Task objective
From the first line to the last, write out the records exactly.
Segment Open
PR #5050, opened 2022-07-22
calc: handle DoubleClick on AutoFillMarker

eszkadev:
This will allow to fill column with formula when data
are present in neighborhood


gokaysatir (approved):
Thanks for the fix :)

PR #5057, opened 2022-07-25
calc: scroll when we reached end of view on AutoFill

eszkadev:


eszkadev:
WIP:
- doesn't work with zoom !== 100
- desktop only

eszkadev:
Fixed: Desktop
Mobile: still uses old approach without scrolling (it's different case because it doesn't use Map.Mouse which handled auto scrolling for desktop)

merttumer (commented):
works great, thanks

merttumer (approved):

PR #5062, opened 2022-07-26
Fix the close button on windows without a title

Minion3665:
* Target version: master 

### Summary

- Previously going into Help > About > View widgets would show a window
  where the close button was rendered slightly out of the top of the
  window
- This was because without the title taking up a line, the title bar
  shrunk to be too small to contain the close button
- This PR makes sure that the title can never take up less than a
  line in height

### Checklist

### DIFF
--- a/browser/css/cool.css
+++ b/browser/css/cool.css
@@ -757,6 +757,10 @@ nav.spreadsheet-color-indicator ~ #sidebar-dock-wrapper {
 	display: none;
 }
 
+.ui-dialog-title {
+	min-height: 1em;
+}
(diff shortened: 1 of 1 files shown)


pedropintosilva (approved):
Thanks.
Minimum-height does make sense and I have tested in other JSDialogs(e.g.: Fontwork Gallery from insert > Fontwork) and everything seems fine

As a follow up PR:
It would be good to also set the missing title for the WidgetTestDialog (About > View Widgets)
* Something like `JSDialogs Widgets`

PR #5067, opened 2022-07-27
Alias and remove duplicate SVG files

### LINKED ISSUE #5052: Remove duplicated SVG files and use iconURLAliases instead
**This is an [Easy Hack](https://collaboraonline.github.io/post/easyhacks/).**
Potential mentors: @pedropintosilva @eszkadev 

### Detailed description and rationale
We want to use the existent possibility to specify name alias for icons that are  generated via jsbuilder (sidebar, notebookbar) so we can:
-  Avoid having multiple duplicated icons with different names:
  - Example: 142097b3402e0d9aa3221a6e326c6db20137e34a
- Avoid solely removing icons files
  - Even though we want to use the same icon, in some cases the uno commands and thus the generated id are actually different from ones used in writer and elsewhere (uno.AlignLeft <> uno.LeftPara)

### Code pointers
[iconURLALiases](https://github.com/CollaboraOnline/online/blob/master/browser/src/control/Control.JSDialogBuilder.js#L2444)

### Links to related documentation
https://collaboraonline.github.io/post/build-code/

### Additional notes, tips & tricks
...

Minion3665:
* Resolves: #5052
* Target version: master 

### Summary

- This PR fixes #5052
- Files which were directly in `/browser/images` were the only ones I
  considered in-scope for this (not files in `/browser/images/dark` as I
  did not want any aliasing there to influence light theme)
- Files which weren't named `lc_*.svg` were not considered for this, as
  the function with the alias list transformed the names into that
  format
- Dupes were found with `find . ! -empty -type f -exec md5sum {} + | sort | uniq -w32 -d --all-repeated=separate`
  It is possible (although unlikely) that there was a hash collision and
  I incorrectly aliased an image. The names I was aliasing seemed sane
  though, so I doubt this was the case.
- I changed the behavior of the aliases object such that it is *after*
  the lowercasing of the name and not before; this was so that I didn't
  have to worry about if capitals were used (as there were some SVGs
  with different combinations of underscores etc. and I didn't want to
  assume they all always needed to be in CamelCase)

Signed-off-by: Skyler Grey <skyler3665@gmail.com>
Change-Id: I4d7972900195edeaa8f5f8941d18ab556319a7f7

### Checklist


pedropintosilva (approved):
I have tested on the various doc types and everything seems fine. I have also noticed that you are lowercasing before the list, so we can forgo of the camelCase when manually adding those to the list, I see no problem with that:) Maybe it's even better since It makes it equal to the actual used file names.

eszkadev (approved):
code looks good, thanks

PR #5070, opened 2022-07-27
android: fix closing the document on interactive dialogs

merttumer:
We get stuck on exitting the app progressbar on mobile
with the interactive dialogs such as csv import or macro security
dialog, we have a different use case for killing the document
as in the normal case. We are not running a separate process
but a thread and we dont trigger regular killing use case.

This piece is not relevant for android because we always have
one connection through fakesocket until the main thread is killed
and it is waiting on the mutex to finish before we finally exit the
document activity.

Change-Id: I99bd333152d40a04f95d4747705a721112317bb2

* Resolves: # 
* Target version: master 

### TODO

- [ ] ...

### Checklist


Ashod (approved):
Thanks @merttumer.

PR #5075, opened 2022-07-28
calc: scroll when we reached end of view on AutoFill

eszkadev:
- allow to use auto scrolling feature by event propagation
- it required to create new modified event which will
  contain coordinates of the autofill marker


merttumer (approved):
works great

PR #5077, opened 2022-07-28
fix selecting redline comment jumps to scroll to beginning

merttumer:
redline comments dont have position properties set
and some calculation needed in order to have it
and scrolling to comment relies on position property.

We have now instead getter for it and if it is a redline
comment it is calculated otherwise the default one is returned
because it is already set.

Change-Id: I6a3cefdd1c881783832de3de8fc1df7c849aad09

* Resolves: # 
* Target version: master 

### TODO

- [ ] ...

### Checklist


eszkadev (approved):
works great, no jumping :)

PR #5919, opened 2023-02-28
js: added localization for jquery-ui datepicker

Rash419:
replaced jquery-ui-dist node_module with jquery-ui for localization

Change-Id: I6dd95cb8859cd2e0626195a0b87b496fe44afc49

* Resolves: # 
* Target version: master

### DIFF
--- a/browser/src/layer/tile/ContentControlSection.ts
+++ b/browser/src/layer/tile/ContentControlSection.ts
@@ -68,6 +68,7 @@ export class ContentControlSection extends CanvasSectionObject {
Segment Closed
Response to this task
PR #5050, opened 2022-07-22
calc: handle DoubleClick on AutoFillMarker

eszkadev:
This will allow to fill column with formula when data
are present in neighborhood


gokaysatir (approved):
Thanks for the fix :)

PR #5057, opened 2022-07-25
calc: scroll when we reached end of view on AutoFill

eszkadev:


eszkadev:
WIP:
- doesn't work with zoom !== 100
- desktop only

eszkadev:
Fixed: Desktop
Mobile: still uses old approach without scrolling (it's different case because it doesn't use Map.Mouse which handled auto scrolling for desktop)

merttumer (commented):
works great, thanks

merttumer (approved):

PR #5062, opened 2022-07-26
Fix the close button on windows without a title

Minion3665:
* Target version: master 

### Summary

- Previously going into Help > About > View widgets would show a window
  where the close button was rendered slightly out of the top of the
  window
- This was because without the title taking up a line, the title bar
  shrunk to be too small to contain the close button
- This PR makes sure that the title can never take up less than a
  line in height

### Checklist

### DIFF
--- a/browser/css/cool.css
+++ b/browser/css/cool.css
@@ -757,6 +757,10 @@ nav.spreadsheet-color-indicator ~ #sidebar-dock-wrapper {
 	display: none;
 }
 
+.ui-dialog-title {
+	min-height: 1em;
+}
(diff shortened: 1 of 1 files shown)


pedropintosilva (approved):
Thanks.
Minimum-height does make sense and I have tested in other JSDialogs(e.g.: Fontwork Gallery from insert > Fontwork) and everything seems fine

As a follow up PR:
It would be good to also set the missing title for the WidgetTestDialog (About > View Widgets)
* Something like `JSDialogs Widgets`

PR #5067, opened 2022-07-27
Alias and remove duplicate SVG files

### LINKED ISSUE #5052: Remove duplicated SVG files and use iconURLAliases instead
**This is an [Easy Hack](https://collaboraonline.github.io/post/easyhacks/).**
Potential mentors: @pedropintosilva @eszkadev 

### Detailed description and rationale
We want to use the existent possibility to specify name alias for icons that are  generated via jsbuilder (sidebar, notebookbar) so we can:
-  Avoid having multiple duplicated icons with different names:
  - Example: 142097b3402e0d9aa3221a6e326c6db20137e34a
- Avoid solely removing icons files
  - Even though we want to use the same icon, in some cases the uno commands and thus the generated id are actually different from ones used in writer and elsewhere (uno.AlignLeft <> uno.LeftPara)

### Code pointers
[iconURLALiases](https://github.com/CollaboraOnline/online/blob/master/browser/src/control/Control.JSDialogBuilder.js#L2444)

### Links to related documentation
https://collaboraonline.github.io/post/build-code/

### Additional notes, tips & tricks
...

Minion3665:
* Resolves: #5052
* Target version: master 

### Summary

- This PR fixes #5052
- Files which were directly in `/browser/images` were the only ones I
  considered in-scope for this (not files in `/browser/images/dark` as I
  did not want any aliasing there to influence light theme)
- Files which weren't named `lc_*.svg` were not considered for this, as
  the function with the alias list transformed the names into that
  format
- Dupes were found with `find . ! -empty -type f -exec md5sum {} + | sort | uniq -w32 -d --all-repeated=separate`
  It is possible (although unlikely) that there was a hash collision and
  I incorrectly aliased an image. The names I was aliasing seemed sane
  though, so I doubt this was the case.
- I changed the behavior of the aliases object such that it is *after*
  the lowercasing of the name and not before; this was so that I didn't
  have to worry about if capitals were used (as there were some SVGs
  with different combinations of underscores etc. and I didn't want to
  assume they all always needed to be in CamelCase)

Signed-off-by: Skyler Grey <skyler3665@gmail.com>
Change-Id: I4d7972900195edeaa8f5f8941d18ab556319a7f7

### Checklist


pedropintosilva (approved):
I have tested on the various doc types and everything seems fine. I have also noticed that you are lowercasing before the list, so we can forgo of the camelCase when manually adding those to the list, I see no problem with that:) Maybe it's even better since It makes it equal to the actual used file names.

eszkadev (approved):
code looks good, thanks

PR #5070, opened 2022-07-27
android: fix closing the document on interactive dialogs

merttumer:
We get stuck on exitting the app progressbar on mobile
with the interactive dialogs such as csv import or macro security
dialog, we have a different use case for killing the document
as in the normal case. We are not running a separate process
but a thread and we dont trigger regular killing use case.

This piece is not relevant for android because we always have
one connection through fakesocket until the main thread is killed
and it is waiting on the mutex to finish before we finally exit the
document activity.

Change-Id: I99bd333152d40a04f95d4747705a721112317bb2

* Resolves: # 
* Target version: master 

### TODO

- [ ] ...

### Checklist


Ashod (approved):
Thanks @merttumer.

PR #5075, opened 2022-07-28
calc: scroll when we reached end of view on AutoFill

eszkadev:
- allow to use auto scrolling feature by event propagation
- it required to create new modified event which will
  contain coordinates of the autofill marker


merttumer (approved):
works great

PR #5077, opened 2022-07-28
fix selecting redline comment jumps to scroll to beginning

merttumer:
redline comments dont have position properties set
and some calculation needed in order to have it
and scrolling to comment relies on position property.

We have now instead getter for it and if it is a redline
comment it is calculated otherwise the default one is returned
because it is already set.

Change-Id: I6a3cefdd1c881783832de3de8fc1df7c849aad09

* Resolves: # 
* Target version: master 

### TODO

- [ ] ...

### Checklist


eszkadev (approved):
works great, no jumping :)

PR #5919, opened 2023-02-28
js: added localization for jquery-ui datepicker

Rash419:
replaced jquery-ui-dist node_module with jquery-ui for localization

Change-Id: I6dd95cb8859cd2e0626195a0b87b496fe44afc49

* Resolves: # 
* Target version: master

### DIFF
--- a/browser/src/layer/tile/ContentControlSection.ts
+++ b/browser/src/layer/tile/ContentControlSection.ts
@@ -68,6 +68,7 @@ export class ContentControlSection extends CanvasSectionObject {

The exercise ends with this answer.